Stored items:
####

PR #6633, opened 2020-06-18
6544-ReImplementedNotSentRule-has-false-positives

MarcusDenker:
This PR changes how the rule work in two ways:

- The "fast" way does not work anymore as we would need to check all nested blocks, too.
- We use #messages instead. This is slow, so we change when we update:
     - when a method is added or changed, we add the messages of the new method
     - if a method is removed, we do nothing

This means that this new scheme slowly accumulates false negatives. But every image startup will make sure the data is completely recalculated.

- I added a comment in the rule description of this and how to reset on demand.

NOTE: this is not meant to be the perfect fix! There is much more we can do (e.g. the data should be  moved to the environment, maybe even with some process updating it in the background. But that can be the next step)

### DIFF
--- a/src/Calypso-SystemPlugins-Critic-Queries-Tests/ClyClassWithProblemMethods.class.st
+++ b/src/Calypso-SystemPlugins-Critic-Queries-Tests/ClyClassWithProblemMethods.class.st
@@ -11,6 +11,7 @@ Class {
 ClyClassWithProblemMethods >> methodWithHalt [
 	<haltOrBreakpointForTesting>
 	self halt.
+	self methodWithHalt2.
 ]
 
 { #category : #'method examples' }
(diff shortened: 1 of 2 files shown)


MarcusDenker:
ClyGroupedCritiquesTest>>testFillingWithTwoSimilarCritiques is failing

MarcusDenker:
Other properties of this solution that need to be taken into account for deciding:
- the rule now is about *real* sends, not symbol use
- new/updated method used to do just reset to nil, they now call #messages on that one method (thus slightly different performance characteristics for method compilation)

MarcusDenker:
On the positive side: the old way meant that in the browser, after accept the data was always recalculated for the whole image. This change does it just for that one method.

tesonep:
Your fix is right, but I am hesitating about the whole implementation of the Rule. For this rule, we are penalizing the whole execution of the system (for example when loading a big Metacello baseline with thousands of methods). I think we should disable the rule by default or think in a better implementation for it.

MarcusDenker:
Ok, I merge this and then I do a PR to disable the rule.

Issue #5538, opened 2020-01-21
Reduce the number of allInstancesDo: and allInstances


Ducasse:

Ducasse:
allInstancesDo: should use sparingly if not!

Ducasse:
I checked them all.


onFontsChanged

	StringMorph allSubInstancesDo: [ :s | s layoutChanged ].
	TextMorph allSubInstancesDo: [ :s | s layoutChanged ].
	SystemWindow allInstancesDo: [ :w | [ w update: #relabel ] on: Error do: [ :ex | ] ].
	self currentWorld ifNotNil: [ :w | w changed ].


startUp: isImageStarting
	"Reset all instances on startup since the cached pages (athens forms) don't work in a new session."

	isImageStarting
		ifTrue: [ self allInstancesDo: #reset ]

would be nice at startup to avoid to use in addition a slow iterator. 
      isImageStarting
		ifTrue: [ self allInstancesDo: [ :each | each reset ] ]

Ducasse:
Why UIFinder class is doing this

UIFinder class >> searchedTextListMaxSize: anInteger

	self allInstancesDo: [:each | each searchedTextListMaxSize: anInteger].
	searchedTextListMaxSize := anInteger

Ducasse:
runCase
	| result |
	"Skip the test if we're in headless mode"
	self flag: 'Use skip feature once it is ready'.
	Smalltalk isHeadless
		ifTrue: [ ^ self skip ].
	SystemProgressMorph allInstances do: [  :spm | spm hide ].
	self currentWorld activeHand resetClickState.
	result := super runCase .
	SystemProgressMorph allInstances do: [  :spm | spm show ].
	^ result

PR #6635, opened 2020-06-18
PharoCommonTools-noAllInstancesDo

MarcusDenker:
This PR removes one #allInstancesDo: from the image shutdown code. (see issue #5538, which is not fixed by this, it's just one tiny step)

### DIFF
--- a/src/Tool-Registry/PharoCommonTools.class.st
+++ b/src/Tool-Registry/PharoCommonTools.class.st
@@ -104,7 +104,8 @@ PharoCommonTools class >> settingsOn: aBuilder [
 
 { #category : #'system startup' }
 PharoCommonTools class >> shutDown: aboutToQuit [
-	self allInstancesDo: #cleanUp
+	Smalltalk image tools cleanUp.
+	Smalltalk image resetTools
 ]
 
 { #category : #'world menu' }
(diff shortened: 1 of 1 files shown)


MarcusDenker:
SystemSettingsPersistenceTest>>testDefaultImageDoesNotStoreAnySetting

is failing and it is related

src/Tool-Registry/PharoCommonTools.class.st
```diff
@@ -104,7 +104,8 @@ PharoCommonTools class >> settingsOn: aBuilder [
 
 { #category : #'system startup' }
 PharoCommonTools class >> shutDown: aboutToQuit [
-	self allInstancesDo: #cleanUp
+	Smalltalk image tools cleanUp.
+	Smalltalk image resetTools
```
dionisiydk: I am curious when #image was introduced and why? I see that it is same as Smalltalk:
```Smalltalk
Smalltalk image == Smalltalk "==true"
```

dionisiydk (approved):

src/Tool-Registry/PharoCommonTools.class.st
MarcusDenker: I think the idea was to split that eventually.

I would actually like to add a reserved variable "thisImage" to talk to the image.

PR #6638, opened 2020-06-18
Use Variable's directly instead of OCVariable wrappers

dionisiydk:
1.  All references of OCSlotVariable, OCLiteralVariable and OCUndeclaredVariable are replaced by  their real variables (subclasses of Variable) which they represent (and actually wrap).
Old OC classes are deprecated to allow migration.
2. OCAbstractLocalVariable is direct subclass of Variable. Old superclass OCAbstractVariable is deprecated

It is continuation of original PR #6598. 
It can't be just loaded into the image because it changes structure of compilation related classes. For review download image from CI


MarcusDenker:
Nice! This means we can merge OCTempVariable and TemporaryVariable (and use that name, too).

In addition, we do not need the "#saveTemp:" mechanism anymore, as the temp object will exist as long as the (name analysed) AST exists.

MarcusDenker (approved):
I read the code and looked at the build artefact image.

This seems to work very well! There are some more step to be done but everything seem to work!

MarcusDenker:
These are things that can be done in a second step:

- OCAbstractLocalVariable misses #isReferenced and #usingMethods
- TemporaryVariable and OCAbstractLocalVariable  can be merged
- OCVARIABLE category cleanup
- ClyVariable hierarchy can now be merged as we now have #definingClass

dionisiydk:
Yes. I think it can be merged. 
Notice the protocol OCVariable for methods from OC variables. I will do cleanup in another PR. I would like to do some renames and deprecation there. So it is better to separate these changes.

For review here: one interesting change I did to fix tests is users of RFGlobalRead/Write: 
 https://github.com/pharo-project/pharo/pull/6638/commits/d646ad7b775faff7fc44f4250aecbfcdac29cf56. Notice "RBParser parseExpression: 'RFGlobalRead new" users. 
I think this is a good change. But please check it from your side.

dionisiydk:
> These are things that can be done in a second step:
> 
> * ClyVariable hierarchy can now be merged as we now have #definingClass

We do not have #definingClass in ClassVariable. And I think it is something missing for proper traits integration (stateful trait with class var)

MarcusDenker:
The  "RBParser parseExpression: 'RFGlobalRead new" users look good to me

dionisiydk:
It looks like CI became broken after this merge. 
Probably revert is a good idea. Let's see if it will really help.

PR #6639, opened 2020-06-19
Deprecation-transform-execute-transformedAST

MarcusDenker:
The transforming deprecations rely on the deprecated method to call the new method (the transformation is just a side-effect).

But we can do better:

- we can return from the context here, this will then not execute the rest of the deprecated method

-  as we can evaluate ASTs in a context with #evaluateForContext:, we can "run" the AST of the transfromed expression (this is the message send node that 
triggered the deprecated method to be executed which now has been rewritten)

### DIFF
--- a/src/Kernel/Deprecation.class.st
+++ b/src/Kernel/Deprecation.class.st
@@ -228,7 +228,7 @@ Deprecation >> signal [
 
 { #category : #handling }
 Deprecation >> transform [
-	| node rewriteRule aMethod |
+	| node transformedNode rewriteRule aMethod |
 	self shouldTransform ifFalse: [ ^ self signal].
 	self rewriterClass ifNil:[ ^ self signal ].
 	aMethod := self contextOfSender compiledCode method.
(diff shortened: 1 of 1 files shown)


src/Kernel/Deprecation.class.st
```diff
@@ -239,12 +239,13 @@ Deprecation >> transform [
...
 			ifFalse: [ ^ self signal ].
-		node replaceWith: rewriteRule tree. 
+		node replaceWith: (transformedNode := rewriteRule tree). 
 		Author 
 			useAuthor: 'AutoDeprecationRefactoring'
 			during: [aMethod origin compile: aMethod ast formattedCode classified: aMethod protocol].	
 		Log  ifNotNil: [:log | log add: self].
-		self logTranscript]
+		self logTranscript].
+	context return: (transformedNode evaluateForContext: context)
```
guillep, line 248: Will not this re-evaluate the receiver and arguments? That would be wrong in case they have side effects... I think doing this properly is really complicated. We should diff the receiver/arguments nodes pre-rewriting with the rewritten ones, take the ones from the stack that match, and re-evaluate the ones that do not match. All this in the proper order and taking into account that arguments can be added and removed in addition of just modified.

guillep (changes requested):

src/Kernel/Deprecation.class.st
guillep: This complexity with no tests is a no go....

guillep: And even! if the receiver/arguments do not match, nothing guarantees that a side effect in the rewritten nodes will overlap some other side effect of the previously executed ones.

guillep: I think the best is to just restart the execution from some safe point

MarcusDenker: Yes, true. This only works for the trival case (receiver and args are not expressions)

PR #6640, opened 2020-06-19
Object centric halt on call breakpoint

StevenCostiou:
Improving `Breakpoint` to support object-centric debugging.

### DIFF
--- a/src/Reflectivity-VariableBreakpoint/VariableBreakpoint.class.st
+++ b/src/Reflectivity-VariableBreakpoint/VariableBreakpoint.class.st
@@ -193,6 +193,7 @@ VariableBreakpoint >> remove [
 
 { #category : #api }
 VariableBreakpoint >> scopeTo: anInstance [
+	super scopeTo: anInstance.
 	self condition: [ :ctx | ctx receiver == targetInstance ]
 ]
 
--- a/src/Reflectivity-VariableBreakpoint/VariableBreakpoint.class.st
+++ b/src/Reflectivity-VariableBreakpoint/VariableBreakpoint.class.st
@@ -50,7 +50,7 @@ VariableBreakpoint class >> notifyBreakpointHit: aBreakpoint inContext: aContext
 ]
 
 { #category : #API }
-VariableBreakpoint class >> watchVariable: aVariableName in: aClassOrCompiledMethod [
+VariableBreakpoint class >> watchVariable: aVariableName inClass: aClassOrCompiledMethod [
 	^ (aClassOrCompiledMethod newBreakpointForVariable: aVariableName)
 		install
 ]
@@ -63,7 +63,7 @@ VariableBreakpoint class >> watchVariable: aVariableName inObject: anObject [
 ]
 
 { #category : #API }
-VariableBreakpoint class >> watchVariableReads: aVariableName in: aClassOrCompiledMethod [
+VariableBreakpoint class >> watchVariableReads: aVariableName inClass: aClassOrCompiledMethod [
 	^ (aClassOrCompiledMethod newBreakpointForVariable: aVariableName)
 		accessStrategy: #read;
 		install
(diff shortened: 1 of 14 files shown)


src/Reflectivity-VariableBreakpoint/VariableBreakpointTest.class.st
```diff
@@ -328,22 +328,22 @@ VariableBreakpointTest >> testInitialize [
 { #category : #'tests - installation' }
 VariableBreakpointTest >> testInstall [
 	
-	wp := VariableBreakpoint newWatchPointInClass: VariableBreakpointMockSubclass.	
+	wp := VariableBreakpoint newVariableBreakpointInClass: VariableBreakpointMockSubclass.
```
dionisiydk: Can it be simple #newInClass: ? It is already VariableBreakpoint. Why duplicate this meaning in the method name?
And I think #new**For**Class: sound better because the method does not perform installation while  #newInClass: sounds like it does.

src/Reflectivity/Breakpoint.class.st
```diff
@@ -17,15 +17,16 @@ Class {
...
-		'link',
-		'node',
-		'level',
-		'options'
+		'#condition',
+		'#link',
+		'#node',
+		'#level',
+		'#options',
+		'#targetInstance => WeakSlot'
```
dionisiydk, line 25: Do you have a test which explains why it should be weak?
My first thought is that it is wrong. There is a registry of breakpoints in the system. And I would expect that these registry is a weak collection. So breakpoints and their targets will be collected as a garbage when nobody references target objects (considering that target objects always reference breakpoints by design)

src/Reflectivity-VariableBreakpoint/VariableBreakpoint.class.st
```diff
@@ -95,41 +94,41 @@ VariableBreakpoint class >> watchVariableWrites: aVariableName inObject: anObjec
 
 { #category : #API }
 VariableBreakpoint class >> watchVariablesIn: aClass [
```
dionisiydk: I think it is better to have explicit name everywhere:
- watchVariables**InClass**: aClass
- watchVariablesInObjet: anObject

src/Reflectivity-VariableBreakpoint/VariableBreakpointTest.class.st
StevenCostiou: I went for `newForClass`

src/Reflectivity-VariableBreakpoint/VariableBreakpoint.class.st
StevenCostiou: Right, done.
I think it's a mistake to do it wihtin this PR, because it's not related to the object-centric breakpoint improvement.
But too late now, there will be a bit of noise when reviewing the PR ;)

src/Reflectivity/Breakpoint.class.st
StevenCostiou: Target objects are not aware of their possible instrumentation by a breakpoint.
By design, tools only are aware, and it is perfectly ok to prevent garbage collection if the tools requires it.

Breakpoint are only here to break execution of the target object and they should not interfere with garbage collection, hence the weak slot.

I think it's fine to have ghost breakpoints that do nothing because they lost their target.
We could simply check if such breakpoint exist when adding a new breakpoint and clean the registry.

dionisiydk: Ok. But test is really important for this "weak logic".

StevenCostiou: There are 2 tests, look at first commit.
It's pretty basic, but what else should I test?

StevenCostiou:
I still do not get why my PR always endup in failing with stuff that seem unrelated.
For instance, there is that in red (which is scary): `\\sqAllocateMemorySegmentOfSizeAboveAllocatedSizeInto mmap: Cannot allocate memory`

Then there is test code that is shown (why?) and if ends up with `Sending interrupt signal to process`.
I have multiple different PR ending with the same problem.

I am the only one getting this problem?

dionisiydk:
I got it many times. It's really annoying

StevenCostiou:
I'm closing and reopening to try again. Is there another way to restart the CI?

MarcusDenker (approved):
ok

MarcusDenker:
tests look good now

PR #6641, opened 2020-06-19
Renaming Watchpoint to Watch

StevenCostiou:
The current `Watchpoint` is not a breakpoint but more a `Watch` that records data from a given point in the control flow. 
All instances of `Watchpoint` has been renamed to `Watch`.

A few times it makes namings a bit odd. I did not go over all temporary variables' names in methods that may still refer to the old `Watchpoint` naming.


dionisiydk (approved):

dionisiydk:
One comment.
It's well known names in debuggers world. But Watch word can definitely conflict with some domains.
I feel that it would be better to have reflectivity prefix  RF (or another) for all related classes (RBWatch, RFBreakpoint, RFMetalink, RFPermalink, ..).

StevenCostiou:
> I feel that it would be better to have reflectivity prefix RF (or another) for all related classes (RBWatch, RFBreakpoint, RFMetalink, RFPermalink, ..).

I agree, but I would only prefix the RF tools, MetaLink should stay MetaLink as it is part of Pharo now (as all the core RF). 
Can you open a separate issue about this? I believe it should be done separately of this PR (and we could discuss what should be renamed).

dionisiydk:
#6648

MarcusDenker (approved):

PR #6642, opened 2020-06-20
TemporaryVariable-Cleanup-saveTemp

MarcusDenker:
TemporaryVariable had a (not nice) mechanism to make them persistent.  It was not yet used outside of tests. The idea was to use it to support metalinks on temp defintions.

As we will merge TemporaryVariable and OCTemp, this is not needed anymore as those will be persitet with the AST.

There are not deprecations as the mechanism was never used.


dionisiydk (approved):
looks good

PR #6646, opened 2020-06-20
Introduce Collections-Abstract-Tests

### LINKED ISSUE #6645: Introduce Collections-Abstract-Tests
Introduce "Collections-Abstract-Tests" package as a first step to break the fat "Collections-Tests" package into 
smaller packages 

So we hopefully end up with more granular

   Collections-XXX
   Collections-XXX-Tests

structure

astares:
Fix #6645


MarcusDenker:
[64] MetacelloNameNotDefinedError: project group, or package named: 'Collections-Abstract' not found when used in requires: or includes: field of package: 'Collections-Abstract-Tests' for version: baseline of BaselineOfKernelTests.

astares:
One currently can not express the dependency from the test package to the regular package the way the baselines are structured. But this is OK for now. We can fix this ones all packages are stripped and the bootstrap is more clean.

astares:
Test failures unrelated

MarcusDenker:
The problem is that the CI run does not finish on all three platforms since Friday.

We have to fix that before we can merge anything.

MarcusDenker (approved):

####

For the entries above, give only the number of lines that contain the word "which".

5